Teddy loved his drink, and one night in the mid-1930s, when locked outside of the family’s house, bombed out of his mind, he scaled a wall via a tree and drainpipe to try and gain entry through an open upstairs window, and fell to his death on the pavement, a senatorial career that was never going to happen crushed before its first filibuster.
But his two sisters, sixty years after the fact, would still theorize—in the tones of someone reading the Gospel at mass—that Teddy would’ve gotten us to the moon faster than Kennedy did, if only his own issues on the gravity-front of this earthly plane had not so cruelly interceded. Grammie, though, spoke like she was looking back, whereas Dot sounded as if she was still living within scenes that had long receded from the memory of everyone but these two women.
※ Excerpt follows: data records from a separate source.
PR #6159, opened 2024-04-25
feat(react-instantsearch): introduce `useRelatedProducts` Hook

sarahdayan:
This introduces the `useRelatedProducts` Hook.

https://algolia.atlassian.net/browse/FX-2758


aymeric-giraudet (approved):

packages/react-instantsearch-core/src/connectors/useRelatedProducts.ts
dhayab, line 1: The hook should forward a generic type for the shape of the item, similar to what's done in hits. Otherwise end users won't be able to validate their recommendations types.

dhayab (changes requested):

dhayab (approved):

When they were older, and Dot was decades deep into her spinsterhood and Grammie had outlived her second husband, they resided as roomies at the house the latter loved so much. Dot had the top floor, my grandmother the ground one. It was only a short matter of time after you arrived for a visit before Dot would make her descent and call you fat. You’d hear her pacing around upstairs, the beast stirring, and Grammie, knowing what was about to come, would say, “Oh dear,” or sometimes, when the footsteps were really heavy—the portentous tread of a soon-to-be-manifested problem in human form—that initial exclamation would be extended into my grandmother’s version of a rhyming couplet with, “Oh, dear, bread and beer,” which also might have been a shout-out to Teddy in the ether.
The cellar of this house was the stuff of nightmares. There was a coal shoot—very old school—and shadows numberless, such that you thought goblins of some kind or other had to have at least a temporary residence here. You were told—warned—even by Grammie, which was especially worrisome, given that you believed she wouldn’t mess with you, not to go down there, save when she or Dot wanted something. Then it was cool.
Only, it was not cool, because aunt Dot had created this character named Willie Winkle whom she said lived in the basement. He didn’t just abduct and murder children, but there was this seducing element as well in her narratives on the subject. It felt like he was going to do some pre-murder things to you that were beyond the pale, even by the standards of basement goblins.
Nonetheless, if aunt Dot wanted her cribbage set, she wanted her cribbage set, and why she couldn’t keep such a small item in her rooms was one of those mysteries behind the veil of life itself, so with your marching orders, down you would go for a prelude to the hell she spoke of so regularly, and aunt Dot would carry herself to Grammie’s sink, where she’d open the cupboard beneath the basin and take a hammer and bang on the pipes, so that an echo seemingly sourced from the fiery bowels of the earth—from someone who knew fiery bowels—would throb and ring in your brain, as Dot screamed, “Winkle is gonna get you ya! Here he comes!”
It is worth noting that on the occasions when Dot tweaked her wrist—for she was also a hypochondriac and self-sidelined easily so that she could complain about the offending ailment later—Grammie would take her place with the hammer, this being, again, one of the very few things upon which they found accordance. Perhaps Winkle was Teddy’s ghost, for all we knew.
How do you have a bigger or more obvious gap in quality than that?
What can you say? It's blatant what someone like Christopher Beha is doing. How he operates, what he's about. Blatant that everyone in this system is lying and saying something they don't think, that no one thinks, when they state that Diane Williams is a brilliant writer of fiction.
Look at her brilliance as demonstrated above, right?
Brilliant!
See? Gave you an exclamation point there. People really like to!